Metadata Documents for the Amazon Kendra S3 Connector

Let’s pick up on the scenario we left our last section. Your search results may vary dramatically if you use an attribute for filtering, for example, analyze the results you can get depending on the facet you define on the search:

Using Well Architected as category:

Using Security as category:

In order to improve your results and to give your users the opportunity of filtering through attributes the documents, you are going to create a separate metadata document to go along with each of our PDF documents.

You can extract metadata automatically based on how the PDF was created. Some PDF documents include some metadata natively, typical examples of this can be the creation date, the title, author, etc. In our case I extracted the creation date and title where available. Additionally, a new attribute called category has been created based on the directory where the document was located.
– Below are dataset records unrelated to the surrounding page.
PR #1304, opened 2023-07-06
Scripting support

ChGen:
Here's resumed work on scripting support and scheduled scripts. Initially was started by Andrey Popov. This branch is rebased on current master and basic support added for accessing some artipie objects from the scripts. New tests added to check & demonstrate this objects access. 
Since it's a new feature, there's some points to discuss:
1. New classes design. Should we try make it more EO-like style (for codebase consistency) or keep this implementation (with bunch of `@SuppressWarning()`-s.
2. Passing artipie objects to the scripts. Currently, simple implementation is provided with two new tests: `ArtipieSchedulerTest.runCronJobWithSettingsObject()` and `ArtipieSchedulerTest.runCronJobWithReposObject()`.
3. Providing new specific functionality to the scripts for convenience. For example, access to Artifacts DB. Or extra API from Docker adapter to examine and cleanup storage.
4. Providing extra events to scripts. For example, extra Storage decorator could be created to report storage events to scripts.


ChGen:
@olenagerasimova , please review/comment.

src/main/java/com/artipie/scripting/Script.java
```diff
@@ -0,0 +1,224 @@
...
+     * Create precompiled instance of {@link Script}.
+     * @param name Name of scripting engine.
+     * @param script Script code
+     * @return Script
+     */
+    @SuppressWarnings("PMD.ProhibitPublicStaticMethods")
+    static Script newCompiledScript(final String name, final String script) {
+        final ScriptEngine engine = Script.MANAGER.getEngineByName(name);
+        return new PrecompiledScript(engine, script);
+    }
```
olenagerasimova, line 67: Why do we need these static methods? I'd simply added secondary constructors, which accepts string as engine name and call `Script.MANAGER.getEngineByName(name)` in the call to primary ctor.

src/main/java/com/artipie/scripting/PythonScript.java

The category attribute can be useful for scenarios like github where there is a directory structure or also if you are manually curating documents it is easier to drop documents into a directory for parsing vs modifying metadata files manually.
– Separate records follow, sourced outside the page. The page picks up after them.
PR #1311, opened 2023-09-12
Provide fully functional logger out-of-the-box.

ChGen:
Consider having fully-functional logger out-of-the-box. Since we are small & user-friendly solution, I think we'd better have full logging available in our builds.


ChGen:
@olenagerasimova , please review.

olenagerasimova (approved):
@ChGen thanks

You can download the AWS Whitepapers with metadata documents here.

This is one example:

{
 "Attributes": 
    {
        "_category": "Best Practices",
        "number_of_pages": 12,
        "_created_at": "2019-05-31T22:48:23Z"
        },
 "title": "Best Practices Design Patterns: Optimizing Amazon S3 Performance",
 "content_type": "PDF"
}

In this case the title, creation_date and number_of_pages have been extracted from the document’s metadata, the category was extracted from the directory where this file is stored.

Note: As it was mentioned before, an important attribute is _source_uri that can be used as the document location on the search result instead of the S3 object itself.